*Task item*. From the line with "migrate some services from examples to openApi part 40;" through the line with "(diff shortened: 1 of 5 files shown)", repeat the entries verbatim, both end lines included, and add nothing.

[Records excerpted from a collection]
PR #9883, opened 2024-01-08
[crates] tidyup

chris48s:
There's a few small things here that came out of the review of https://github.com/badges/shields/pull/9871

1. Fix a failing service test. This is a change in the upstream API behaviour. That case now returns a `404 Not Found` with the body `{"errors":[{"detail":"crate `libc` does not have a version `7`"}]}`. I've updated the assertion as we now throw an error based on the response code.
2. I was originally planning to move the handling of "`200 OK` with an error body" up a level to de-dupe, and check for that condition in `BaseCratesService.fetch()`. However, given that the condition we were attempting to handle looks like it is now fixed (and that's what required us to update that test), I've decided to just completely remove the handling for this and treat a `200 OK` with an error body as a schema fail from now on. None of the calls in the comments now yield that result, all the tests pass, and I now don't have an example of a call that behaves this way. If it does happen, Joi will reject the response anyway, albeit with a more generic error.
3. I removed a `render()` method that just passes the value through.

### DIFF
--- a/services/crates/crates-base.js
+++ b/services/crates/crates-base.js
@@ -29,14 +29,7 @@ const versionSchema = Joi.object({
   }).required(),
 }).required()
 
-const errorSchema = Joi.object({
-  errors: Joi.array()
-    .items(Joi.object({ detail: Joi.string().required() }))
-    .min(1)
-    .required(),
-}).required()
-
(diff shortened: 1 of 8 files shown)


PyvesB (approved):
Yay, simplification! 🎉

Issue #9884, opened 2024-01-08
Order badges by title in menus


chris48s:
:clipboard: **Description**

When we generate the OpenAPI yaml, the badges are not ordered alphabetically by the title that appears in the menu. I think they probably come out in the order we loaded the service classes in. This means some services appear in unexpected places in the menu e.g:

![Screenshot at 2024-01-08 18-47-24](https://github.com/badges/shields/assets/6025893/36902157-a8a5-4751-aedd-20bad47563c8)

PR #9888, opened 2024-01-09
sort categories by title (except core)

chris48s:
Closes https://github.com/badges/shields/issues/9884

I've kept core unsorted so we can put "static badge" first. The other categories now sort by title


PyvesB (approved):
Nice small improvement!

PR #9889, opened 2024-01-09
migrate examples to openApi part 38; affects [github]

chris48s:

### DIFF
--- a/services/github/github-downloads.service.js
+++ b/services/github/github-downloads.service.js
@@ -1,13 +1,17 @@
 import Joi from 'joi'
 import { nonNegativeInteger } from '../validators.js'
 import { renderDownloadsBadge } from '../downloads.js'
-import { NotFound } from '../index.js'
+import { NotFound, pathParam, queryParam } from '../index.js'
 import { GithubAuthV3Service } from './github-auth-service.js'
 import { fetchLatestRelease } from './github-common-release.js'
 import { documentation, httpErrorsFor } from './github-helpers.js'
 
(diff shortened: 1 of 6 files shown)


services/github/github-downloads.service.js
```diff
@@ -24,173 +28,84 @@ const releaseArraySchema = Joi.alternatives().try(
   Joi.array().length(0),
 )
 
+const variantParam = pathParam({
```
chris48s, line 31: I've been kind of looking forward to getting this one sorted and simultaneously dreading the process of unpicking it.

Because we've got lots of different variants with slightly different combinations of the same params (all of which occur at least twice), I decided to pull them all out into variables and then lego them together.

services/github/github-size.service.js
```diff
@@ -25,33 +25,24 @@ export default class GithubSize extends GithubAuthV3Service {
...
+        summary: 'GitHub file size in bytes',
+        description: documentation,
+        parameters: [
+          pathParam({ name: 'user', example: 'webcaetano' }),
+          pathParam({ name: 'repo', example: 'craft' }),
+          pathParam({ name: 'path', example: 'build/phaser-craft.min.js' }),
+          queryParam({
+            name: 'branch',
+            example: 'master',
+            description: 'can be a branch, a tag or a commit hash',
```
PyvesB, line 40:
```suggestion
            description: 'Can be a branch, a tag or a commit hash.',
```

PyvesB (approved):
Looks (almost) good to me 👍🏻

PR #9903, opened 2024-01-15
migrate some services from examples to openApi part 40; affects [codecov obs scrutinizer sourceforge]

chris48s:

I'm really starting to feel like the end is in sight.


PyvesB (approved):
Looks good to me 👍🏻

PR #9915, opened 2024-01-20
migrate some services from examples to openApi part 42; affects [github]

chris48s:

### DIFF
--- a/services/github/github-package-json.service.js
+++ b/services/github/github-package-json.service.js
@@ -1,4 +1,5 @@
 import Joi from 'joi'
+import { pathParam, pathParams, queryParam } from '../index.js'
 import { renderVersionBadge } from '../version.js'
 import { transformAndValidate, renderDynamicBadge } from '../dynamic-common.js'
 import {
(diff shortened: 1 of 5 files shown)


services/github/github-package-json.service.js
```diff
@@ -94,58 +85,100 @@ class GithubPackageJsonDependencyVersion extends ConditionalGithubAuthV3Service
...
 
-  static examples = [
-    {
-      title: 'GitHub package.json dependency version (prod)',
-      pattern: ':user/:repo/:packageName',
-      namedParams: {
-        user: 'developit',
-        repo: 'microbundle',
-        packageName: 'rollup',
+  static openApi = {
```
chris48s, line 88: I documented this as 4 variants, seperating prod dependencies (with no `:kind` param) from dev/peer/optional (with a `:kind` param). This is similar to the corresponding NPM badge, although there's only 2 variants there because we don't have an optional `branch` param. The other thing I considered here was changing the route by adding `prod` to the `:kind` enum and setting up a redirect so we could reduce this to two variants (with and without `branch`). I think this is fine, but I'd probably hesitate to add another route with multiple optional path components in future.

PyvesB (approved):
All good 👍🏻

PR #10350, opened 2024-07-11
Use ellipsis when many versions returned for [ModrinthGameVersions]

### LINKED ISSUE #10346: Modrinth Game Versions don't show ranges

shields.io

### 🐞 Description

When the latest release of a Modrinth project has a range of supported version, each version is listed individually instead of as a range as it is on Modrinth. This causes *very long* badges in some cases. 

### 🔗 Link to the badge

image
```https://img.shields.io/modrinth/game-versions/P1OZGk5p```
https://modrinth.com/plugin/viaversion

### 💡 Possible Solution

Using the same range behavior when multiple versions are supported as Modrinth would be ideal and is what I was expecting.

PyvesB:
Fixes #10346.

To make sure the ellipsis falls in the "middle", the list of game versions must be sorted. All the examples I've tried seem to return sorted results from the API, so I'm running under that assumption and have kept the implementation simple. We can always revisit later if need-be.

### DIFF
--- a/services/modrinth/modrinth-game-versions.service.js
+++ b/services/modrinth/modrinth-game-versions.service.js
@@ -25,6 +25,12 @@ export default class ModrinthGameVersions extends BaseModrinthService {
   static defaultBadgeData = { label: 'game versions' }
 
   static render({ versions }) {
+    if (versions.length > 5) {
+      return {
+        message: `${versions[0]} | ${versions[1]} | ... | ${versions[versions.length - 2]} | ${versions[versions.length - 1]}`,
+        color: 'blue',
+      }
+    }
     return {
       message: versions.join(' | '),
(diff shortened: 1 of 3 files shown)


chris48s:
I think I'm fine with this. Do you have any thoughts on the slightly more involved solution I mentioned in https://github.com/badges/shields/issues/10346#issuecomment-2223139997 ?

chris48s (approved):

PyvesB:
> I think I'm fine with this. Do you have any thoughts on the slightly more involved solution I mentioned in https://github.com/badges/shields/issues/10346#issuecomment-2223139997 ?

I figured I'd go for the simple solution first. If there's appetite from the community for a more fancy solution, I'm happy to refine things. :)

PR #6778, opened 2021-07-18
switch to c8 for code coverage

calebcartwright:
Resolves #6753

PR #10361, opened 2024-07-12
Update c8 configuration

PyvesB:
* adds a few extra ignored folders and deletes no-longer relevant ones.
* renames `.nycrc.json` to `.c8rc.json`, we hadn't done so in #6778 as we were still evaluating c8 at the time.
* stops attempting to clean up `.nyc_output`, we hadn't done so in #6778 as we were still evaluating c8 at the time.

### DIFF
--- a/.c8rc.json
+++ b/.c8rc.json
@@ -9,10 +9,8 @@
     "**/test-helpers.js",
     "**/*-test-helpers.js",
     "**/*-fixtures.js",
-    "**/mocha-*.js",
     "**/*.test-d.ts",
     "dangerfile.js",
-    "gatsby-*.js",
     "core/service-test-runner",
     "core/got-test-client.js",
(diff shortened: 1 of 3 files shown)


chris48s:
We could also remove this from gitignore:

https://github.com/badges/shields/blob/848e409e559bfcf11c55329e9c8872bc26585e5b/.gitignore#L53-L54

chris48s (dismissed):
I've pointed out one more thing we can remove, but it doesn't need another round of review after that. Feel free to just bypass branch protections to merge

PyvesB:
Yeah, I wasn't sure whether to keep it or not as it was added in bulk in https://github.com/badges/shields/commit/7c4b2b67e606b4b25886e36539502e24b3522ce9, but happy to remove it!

*Answer section*.
migrate some services from examples to openApi part 40; affects [codecov obs scrutinizer sourceforge]

chris48s:

I'm really starting to feel like the end is in sight.


PyvesB (approved):
Looks good to me 👍🏻

PR #9915, opened 2024-01-20
migrate some services from examples to openApi part 42; affects [github]

chris48s:

### DIFF
--- a/services/github/github-package-json.service.js
+++ b/services/github/github-package-json.service.js
@@ -1,4 +1,5 @@
 import Joi from 'joi'
+import { pathParam, pathParams, queryParam } from '../index.js'
 import { renderVersionBadge } from '../version.js'
 import { transformAndValidate, renderDynamicBadge } from '../dynamic-common.js'
 import {
(diff shortened: 1 of 5 files shown)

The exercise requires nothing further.